A D.C. Circuit Court decision Friday upholds 2019 renewable fuel volumes under the Renewable Fuel Standard, while at the same time rejecting arguments from oil refiners that the RFS causes them economic hardship.
The National Biodiesel Board, one of the biofuels petitioners in the case challenging EPA’s failure to account for retroactive small refinery exemptions that undercut the annual volumes by 7% in 2019, expressed disappointment in the decision.
NBB Vice President for Federal Affairs Kurt Kovarik says the decision creates renewed uncertainty for the industry because it does not require EPA to account for retroactive exemptions. “Small refinery exemptions harm biodiesel and renewable diesel producers when they retroactively reduce demand for advanced biofuels,” he said. “On behalf of NBB’s members, I call on EPA to quickly issue the 2021 and 2022 RFS rules, provide a strong signal of growth for advanced biofuels like biodiesel and renewable diesel, and fully account for any small refinery exemptions it plans to grant—as it has already done in the 2020 RFS rule.”
Renewable Fuels Association President and CEO Geoff Cooper said they welcome the decision because of its outright rejection of arguments from oil refiners. “RFA was pleased to see the court methodically reject the refiners’ claims one by one, and this ruling should dispel the myth—once and for all—that the RFS somehow harms oil refiners.”

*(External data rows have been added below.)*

PR #2036, opened 2021-12-23
fix(core,legacy): Fix domain-only ethTypedData

aloisklink:
When doing Ethereum signTypedData, and the primary type = "EIP712Domain", we should completely ignore the "message" part and only sign the domain.

According to the community, this is technically allowed by the spec, and may be used by ETH smart contracts to save on gas (Ethereum smart contract computational cost).

It's also been supported by MetaMask since https://github.com/MetaMask/metamask-extension/pull/6896 (or July 2019).

Test case generated by [@MetaMask/eth-sig-util](https://github.com/MetaMask/eth-sig-util)'s library, using [this gist by @alisinabh](https://gist.github.com/alisinabh/96bd50fd2f9bf827544585cee40e2f7c).

See https://ethereum-magicians.org/t/eip-712-standards-clarification-primarytype-as-domaintype/3286 for community discussion.

### Todo

- [ ] legacy tests: I couldn't figure out how to run legacy tests on an emulator, so I'll need to wait for CI to test it for me.
- [x] create `towncrier` changelog entries once I know the number of this PR (rebased)


common/tests/fixtures/ethereum/sign_typed_data.json
```diff
@@ -4,6 +4,28 @@
...
     "tests": [
+        {
+            "name": "domain_only_message",
+            "comment": "Bare minimum EIP-712 message",
+            "parameters": {
+                "path": "m/44'/60'/0'/0/0",
+                "metamask_v4_compat": true,
+                "data": {
+                    "types": {
+                        "EIP712Domain": []
```
grdddj, line 15: Theoretically not necessary, but I would also welcome a test-case with non-empty domain-data

grdddj (changes requested):
Some small notes/suggestions on the TT code. As for CI, I will transfer your branch into our repo so that we can run it.

EDIT: CI could be seen here - https://gitlab.com/satoshilabs/trezor/trezor-firmware/-/pipelines/440076528

core/src/apps/ethereum/sign_typed_data.py
```diff
@@ -71,32 +71,46 @@ async def generate_typed_data_hash(
...
+                member_path=[1],
+                show_data=show_message,
+                parent_objects=[primary_type],
+            )
+        )
+
+    full_bytes_to_hash = b"".join(parts)
 
-    await confirm_hash(ctx, message_hash)
+    await confirm_hash(ctx, full_bytes_to_hash)
```
grdddj, line 111: This way even the `\x19\x01` prefix and also the `domain_separator` will be shown on the screen, instead of just showing the `message_hash` as before. We probably do not want that (or at least it changes the previous state).

Hard to say what is the best way of doing it. We could handle the confirmation dialog in if/else depending on `primary_type == "EIP712Domain"`. In that if/else, it could be also possible to set `message_hash = b""` when we do not care about it, so we can keep the below return statement unchanged (and maybe more importantly also get rid of the array-creating-and-appending-and-joining logic)

legacy/firmware/ethereum.c
```diff
@@ -987,12 +987,27 @@ static void ethereum_typed_hash(const uint8_t domain_separator_hash[32],
...
+}
+
 void ethereum_typed_hash_sign(const EthereumSignTypedHash *msg,
                               const HDNode *node,
                               EthereumTypedDataSignature *resp) {
   uint8_t hash[32] = {0};
-  ethereum_typed_hash(msg->domain_separator_hash.bytes, msg->message_hash.bytes,
-                      hash);
+
+  if (msg->message_hash.size) {
```
grdddj, line 1005: As uncovered by CI in https://gitlab.com/satoshilabs/trezor/trezor-firmware/-/jobs/1934782475, we cannot use this condition, as current state expects all the hashes to be size 32, and will fail otherwise. The check is at https://github.com/trezor/trezor-firmware/blob/master/legacy/firmware/fsm_msg_ethereum.h#L223-L226

We could theoretically just extend that check with `&& msg->message_hash.size != 0` to allow for this new possibility

core/src/apps/ethereum/sign_typed_data.py
matejcik: I didn't notice this originally, but we definitely do want the domain hash to also show. 

Showing the full thing, including `\x19\x01` makes sense.

matejcik:
We might want to do a UX tweak for TT. I am not sure what exactly, but the user should be notified that there is only the domain and if they want to inspect the data, that's what they should look into.

OTOH there is the final confirmation screen so the user always has a chance to back out.

What do you think @aloisklink ?

matejcik:
maybe `should_show_domain` would use title "confirm message" instead of "confirm domain" in that case?

legacy/firmware/ethereum.c
```diff
@@ -987,12 +987,27 @@ static void ethereum_typed_hash(const uint8_t domain_separator_hash[32],
   keccak_Final(&ctx, hash);
 }
 
+// When primaryType="EIP712Domain", we ignore message_hash completely
+static void ethereum_domain_only_typed_hash(
```
matejcik, line 991: instead, add a boolean parameter to `ethereum_typed_hash()`

legacy/firmware/fsm_msg_ethereum.h
```diff
@@ -262,12 +262,17 @@ void fsm_msgEthereumSignTypedHash(const EthereumSignTypedHash *msg) {
...
-  layoutConfirmHash(&bmp_icon_warning, _("EIP-712 message hash"),
-                    msg->message_hash.bytes, 32);
-  if (!protectButton(ButtonRequestType_ButtonRequest_Other, false)) {
-    fsm_sendFailure(FailureType_Failure_ActionCancelled, NULL);
-    layoutHome();
-    return;
+
+  // No message hash when setting primaryType="EIP712Domain"
+  // https://ethereum-magicians.org/t/eip-712-standards-clarification-primarytype-as-domaintype/3286
+  if (msg->message_hash.size) {
```
matejcik, line 268: see above, check `msg->has_message_hash` instead

core/src/apps/ethereum/sign_typed_data.py
aloisklink: Personally, I'd agree with @matejcik. It makes more sense to show the `0x1901` prefix and `domain_seperator`, even though it changes the previous state. I'll add it in, but if we want to keep it using the same state, I can always revert back to the old behaviour.

common/tests/fixtures/ethereum/sign_typed_data.json
aloisklink: Added in 82e1e9693a57ab77a819abf2f6e180925e47c620, although I haven't tested whether it works with Trezor One yet, since I still haven't had the time to figure out how to run tests for it. I'll let CI do it.

core/src/apps/ethereum/sign_typed_data.py
aloisklink: I've removed the array-creating-and-appending-and-joining logic so the code should be more similar to how it previously was, so the total lines changed should be less.

I've made the changes in a `sqaush! ...` commit in https://github.com/trezor/trezor-firmware/pull/2036/commits/5024b0165fe0f45c43af2f9032334d545bdbebd5, so that it will be put in the commit message when we `--autosquash`. It seems like a minor UI change, but I'd also be happy to put it in the CHANGELOG entry too.

I have however kept the change that shows the `0x1901` and `domain_sepeaator` on the screen. I think it makes it more clear, since now it will show the full data that is being hashed, especially since the `domain_separator` is variable data, but I'm happy to revert it if you disagree.

Screenshot below shows it still shows on one screen, so no scrolling required.
emu00000048

legacy/firmware/ethereum.c
aloisklink: Done in https://github.com/trezor/trezor-firmware/pull/2036/commits/2d1a145b172ce6e20cce496e9ba2ba05e4863f76 (although I haven't tested it yet locally, so I'll let CI test it). I've made it a `squash! ...` commit so that the commit message will be updated.

legacy/firmware/ethereum.c
aloisklink: Added as `bool domain_only_hash` in https://github.com/trezor/trezor-firmware/pull/2036/commits/2d1a145b172ce6e20cce496e9ba2ba05e4863f76, although it's untested, so I'll CI test it for me.

legacy/firmware/fsm_msg_ethereum.h
aloisklink: Done in https://github.com/trezor/trezor-firmware/pull/2036/commits/2d1a145b172ce6e20cce496e9ba2ba05e4863f76, although it's untested, so I'll CI test it for me.

aloisklink:
> We might want to do a UX tweak for TT. I am not sure what exactly, but the user should be notified that there is only the domain and if they want to inspect the data, that's what they should look into.
> 
> OTOH there is the final confirmation screen so the user always has a chance to back out.

My gut feeling is that with EIP712 typed signing being so common nowadays in the Ethereum ecosystem, it's pretty likely people would just skip reading the title of transactions, and just do a "tap, tap, tap" while only looking at the contents.

Instead I've changed the "Confirm message" screen so it just says "No message field" in https://github.com/trezor/trezor-firmware/pull/2036/commits/23be403a7947e09e4319d4c80894e342f690b6d4 (see screenshot below). That way there is the same amount of screens to do an EIP712 typed signing.

I'd admit that UI/UX isn't something I'm skilled at, so I'd be happy to change it, or let you guys change it.

emu00000893

grdddj:
Good job! CI could be seen at https://gitlab.com/satoshilabs/trezor/trezor-firmware/-/pipelines/442570184

Everything is fine there, except for the `legacy test` stage - the `T1` tests did not even run because the testing code failed when parsing the `"message_hash": null` in test vectors in 
https://github.com/trezor/trezor-firmware/blob/33c243be8dae968e591cc481c03c1dca988ce8c5/tests/device_tests/ethereum/test_sign_typed_data.py#L53
(It does not account for possibility of empty `message_hash`)
We could do 
```python
ethereum.decode_hex(parameters["message_hash"]) if parameters["message_hash"] else None
```

--------
The `UI/UX` for this special case seems fine for me - https://satoshilabs.gitlab.io/-/trezor/trezor-firmware/-/jobs/1947225717/artifacts/master_diff/added/ethereum-test_sign_typed_data.py::test_ethereum_sign_typed_data[full_domain_empty_message].html

There is also a UI change in all the "normal" EIP712 test-cases where the `message_hash` is nonzero. It causes the final hash to be longer and it currently does not fit on one screen. Now it shows the whole hash, but at the expense of user having to swipe the screen once to confirm it. I am fine with it, even though regular users would maybe find it troublesome (no possibility of "tap tap tap", they would now need to "tap tap swipe tap" :))
Example: https://satoshilabs.gitlab.io/-/trezor/trezor-firmware/-/jobs/1947225717/artifacts/master_diff/diff/ethereum-test_sign_typed_data.py::test_ethereum_sign_typed_data[basic_data].html

-------
With regards to running the `T1` tests locally, I also do not know how to do it, but will try to find out :)

matejcik:
> Instead I've changed the "Confirm message" screen so it just says "No message field"

this is perfectly reasonable, thanks.

matejcik:
> (It does not account for possibility of empty `message_hash`)

should we perhaps modify `decode_hex` to also accept `None` ?

legacy/firmware/ethereum.c
```diff
@@ -976,23 +976,34 @@ int ethereum_message_verify(const EthereumVerifyMessage *msg) {
...
 }
 
 void ethereum_typed_hash_sign(const EthereumSignTypedHash *msg,
                               const HDNode *node,
                               EthereumTypedDataSignature *resp) {
   uint8_t hash[32] = {0};
-  ethereum_typed_hash(msg->domain_separator_hash.bytes, msg->message_hash.bytes,
-                      hash);
+
+  if (msg->has_message_hash) {
```
matejcik, line 1001: i believe you don't need this `if`. The field `message_hash.bytes` still exists and is of the right type

so just pass `msg->has_message_hash` as the 3rd argument

matejcik (changes requested):
ACK on the UI changes.

please modify the test `show_more_button` so that it scrolls through the final hash -- you'll need to insert a `client.debug.swipe_up()` in the appropriate place
(https://satoshilabs.gitlab.io/-/trezor/trezor-firmware/-/jobs/1947225717/artifacts/master_diff/diff/ethereum-test_sign_typed_data.py::test_ethereum_sign_typed_data_show_more_button.html)

matejcik:
you can run T1 tests locally the normal way :)
1. build the T1 emulator:
```sh
export EMULATOR=1 DEBUG_LINK=1
cd legacy
./script/setup
./script/cibuild
```
2. run the T1 emulator: `./firmware/trezor.elf`
3. run the tests: from repository root, `pytest tests/device_tests`

grdddj:
> should we perhaps modify `decode_hex` to also accept `None` ?

That could be done, but currently putting `None` into it is so rare that I think it is not worth complicating the `decode_hex` by taking and returning `Optional`. (It could also mean having to handle some type-checking issues)

grdddj:
> 



> you can run T1 tests locally the normal way :)
> 
>     1. build the T1 emulator:
> 
> 
> ```shell
> export EMULATOR=1 DEBUG_LINK=1
> cd legacy
> ./script/setup
> ./script/cibuild
> ```
> 
>     2. run the T1 emulator: `./firmware/trezor.elf`
> 
>     3. run the tests: from repository root, `pytest tests/device_tests`

Thanks :) After getting rid of the `None`-error, all the `T1` tests are fine locally.

One needed change is to modifiy `trezorlib::ethereum::sign_typed_data_hash`'s signature to include `message_hash: Optional[bytes]` for type-checking purposes (even though the tests are not being type-checked).

Also the `CLI` function `trezorlib::cli::ethereum::sign_typed_data_hash` needs to account for the possibly-empty-message-hash inputted from user (possibly with the same `ethereum.decode_hex(message_hash_hex) if message_hash_hex else None`)

aloisklink:
`trezorlib::ethereum::sign_typed_data_hash` and `trezorlib::cli::ethereum::sign_typed_data_hash` have been updated in https://github.com/trezor/trezor-firmware/pull/2036/commits/80853316dd1beacd96078208a6351393a02763f6

I managed to get the T1 emulator working! Thanks for those instructions @matejcik (btw, it's probably worth adding it into the docs: https://docs.trezor.io/trezor-firmware/index.html)

I've also tested the CLI for T1 and it also works:

```bash
```

legacy/firmware/ethereum.c
aloisklink: Done in https://github.com/trezor/trezor-firmware/pull/2036/commits/34b0008275b4fcfbad801e4ffa4416fbe561a772 and I managed to confirm it works locally :smile:

aloisklink:
> There is also a UI change in all the "normal" EIP712 test-cases where the message_hash is nonzero. It causes the final hash to be longer and it currently does not fit on one screen. Now it shows the whole hash, but at the expense of user having to swipe the screen once to confirm it. I am fine with it, even though regular users would maybe find it troublesome (no possibility of "tap tap tap", they would now need to "tap tap swipe tap" :))
Example: https://satoshilabs.gitlab.io/-/trezor/trezor-firmware/-/jobs/1947225717/artifacts/master_diff/diff/ethereum-test_sign_typed_data.py::test_ethereum_sign_typed_data[basic_data].html

Good catch, I didn't notice it. I've slightly changed this screen by paging it. Since the hash is created from the domain/message screens, I though it'd be quite unlikely that somebody would want to view the full hash, so using pagination seems to be better than swiping (plus it keeps it as a "tap tap tap" :) )

I've also updated the `show_more_button` test so it swipes through the new show more.

Changes made in https://github.com/trezor/trezor-firmware/pull/2036/commits/0cec5c9755a16f3e34ede89b9fb8b5a25d4b0285

emu00000000

matejcik:
The final screen should ​be hold-to-confirm.
(We use normal confirms in the Bitcoin and Ethereum SignMessage, and arguably we should have a hold-to-confirm there as well. Given how important EIP-712 seems to be for smart contracts, I'm guessing there is potential for coin loss if you sign a message that you didn't intend, so there should be at least this.

I don't think the "show more" dialog supports this at the moment. However, UX-wise, the hash doesn't seem to be great content for the hold-to-confirm anyway.

I realize that I originally said that we want to keep the hash, but in the end it does seem pointless -- nobody is ever going to be verifying the hash against anything, except perhaps as a debugging tool (which should not be in the face of normal user's workflow).

I'll confirm this with the team, but right now it seems better to not show it at all, and instead put something like "really sign EIP-712 message?" at end

aloisklink:
> I don't think the "show more" dialog supports this at the moment. However, UX-wise, the hash doesn't seem to be great content for the hold-to-confirm anyway.

I read your mind and spotted the same issue and added it in https://github.com/trezor/trezor-firmware/pull/2036/commits/7c23e86543ee9cf3d6f473ab4cc79696575344a9 :smile:

emu00000069

matejcik:
> I read your mind

well done :)

> avoid confusing a user with too much information.

Exactly, we don't want to train users to click through meaningless dialogs.

For now let's keep it as it is now, I'll confirm what we want to do here and get back to you.

matejcik:
@aloisklink final decision: please replace the hash screen with a simple "Really sign EIP-712 message?" and a hold-to-confirm.

the wording is not awesome, so if you have a better idea, feel free.

matejcik:
> Would you like me to add a commit reverting [7c23e86](https://github.com/trezor/trezor-firmware/commit/7c23e86543ee9cf3d6f473ab4cc79696575344a9)?

yes please. even if we wanted to keep the code, we would want it in a separate commit



> Maybe the title could be "Confirm typed data" with the message as "Confirm signing EIP-712 typed data?"

sure, that makes sense.

aloisklink:
I've reverted https://github.com/trezor/trezor-firmware/commit/7c23e86543ee9cf3d6f473ab4cc79696575344a9 and https://github.com/trezor/trezor-firmware/commit/0cec5c9755a16f3e34ede89b9fb8b5a25d4b0285 since the changes in them don't matter anymore. I'll manually remove them in the final `git rebase -i --autosquash` before merging.

The new final confirm screen in https://github.com/trezor/trezor-firmware/pull/2036/commits/30c84dce85601784b791d333ce905021212ac9ce looks like the following:

emu00000000

core/src/trezor/ui/layouts/tt/__init__.py
```diff
@@ -694,6 +694,7 @@ async def confirm_text(
     br_code: ButtonRequestType = ButtonRequestType.Other,
     icon: str = ui.ICON_SEND,  # TODO cleanup @ redesign
     icon_color: int = ui.GREEN,  # TODO cleanup @ redesign
+    hold: bool = False,  # TODO Only supported if NOT paginating
```
aloisklink, line 697: Let me know if you want me to add support for `hold=True` when paginating too (it's just one line of code, but it won't be tested).

matejcik:
> I added a hold parameter to confirm_text() to make it happen, see

`confirm_action` should be used here, which already has hold-to-confirm

core/src/apps/ethereum/layout.py
```diff
@@ -110,12 +111,11 @@ def require_confirm_data(ctx: Context, data: bytes, data_total: int) -> Awaitabl
...
 
 async def confirm_typed_data_final(ctx: Context) -> None:
-    await confirm_text(
+    await confirm_action(
         ctx,
         "confirm_typed_data_final",
         title="Confirm typed data",
-        data="",
-        description="Confirm signing EIP-712 typed data?",
+        action="Confirm signing\nEIP-712 typed data?",
```
matejcik, line 118: didn't confirm_action auto-wrap the text?

aloisklink: In my opinion, manually wrapping it looks better, but I'm happy to let it auto-wrap if that's preferable.

(for some reason the "p" button didn't take a screenshot, so here's a manual screenshot)
image

core/src/apps/ethereum/layout.py
```diff
@@ -109,16 +110,26 @@ def require_confirm_data(ctx: Context, data: bytes, data_total: int) -> Awaitabl
...
-        title="Confirm hash",
-        data="0x" + hexlify(message_hash).decode(),
+        "confirm_typed_data_final",
+        title="Confirm typed data",
+        action="Confirm signing\nEIP-712 typed data?",
         hold=True,
     )
 
 
+def require_confirm_empty_typed_message(ctx: Context) -> Awaitable[None]:
```
matejcik, line 123: please rename to just `confirm_...` (the `require_` is an older naming convention that is not used anymore, everything is "require" nowadays)

aloisklink: Fixed in https://github.com/trezor/trezor-firmware/pull/2036/commits/ec280a2cab209f3c6700541b3daf0efaafdd7b42

For some reason, the fixtures seemed to have changed too, but maybe I misrecorded them in the earlier commit (e.g. by running the emulator with animations on)
image

core/src/trezor/ui/layouts/tt/__init__.py
matejcik: let's not add functionality that we don't need. the current state of code is OK

aloisklink:
Sorry, forgot to add a towncrier changelog entry when we added changes to the `python` folder and that seems to have prevented CI tests from running.

Added in https://github.com/trezor/trezor-firmware/pull/2036/commits/1cb29d3477889e6e23c0fe70baf672b20f00f758

Any chance you can restart the CI job? :smile:

aloisklink:
It seems like CI failed at `connect test core` in the tests "TrezorConnect methods › TrezorConnect.signTransaction › Testnet (P2WPKH): with proof" and "TrezorConnect methods › TrezorConnect.signTransaction › Testnet (P2TR): with proof"

I'm guessing this is a false positive since I didn't touch any Bitcoin code?
https://gitlab.com/satoshilabs/trezor/trezor-firmware/-/jobs/1972352609

matejcik:
I squashed and rebased the code, with one more tweak: the "hold to confirm" button should read "Hold to confirm".

after rebase, the Connect test will very likely be OK (or at least cause an expected failure)

matejcik:
and we're green!
thanks for your contribution :100:

aloisklink:
> and we're green! thanks for your contribution

And thank you for being patient and giving great code reviews :rocket:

The court rebuffed the refiners’ argument that EPA should have waived the 2019 RFS requirements because East Coast refiners purportedly could not pass through their RFS compliance costs and thus experienced “severe economic harm.” According to the judges, “Obligated parties assert that the ‘pass-through’ theory is flawed and that RFS requirements impose severe economic consequences on refiners in the Eastern United States. We reject this challenge. EPA reasonably concluded that obligated parties had failed to make the strong causal showing required to trigger the waiver.” The court added, “It was reasonable for EPA to conclude that RFS costs alone were not the primary driver of the refineries’ economic difficulties.”
The decision also discards arguments from the refiners regarding the RFS point of obligation and treatment of exported renewable fuels.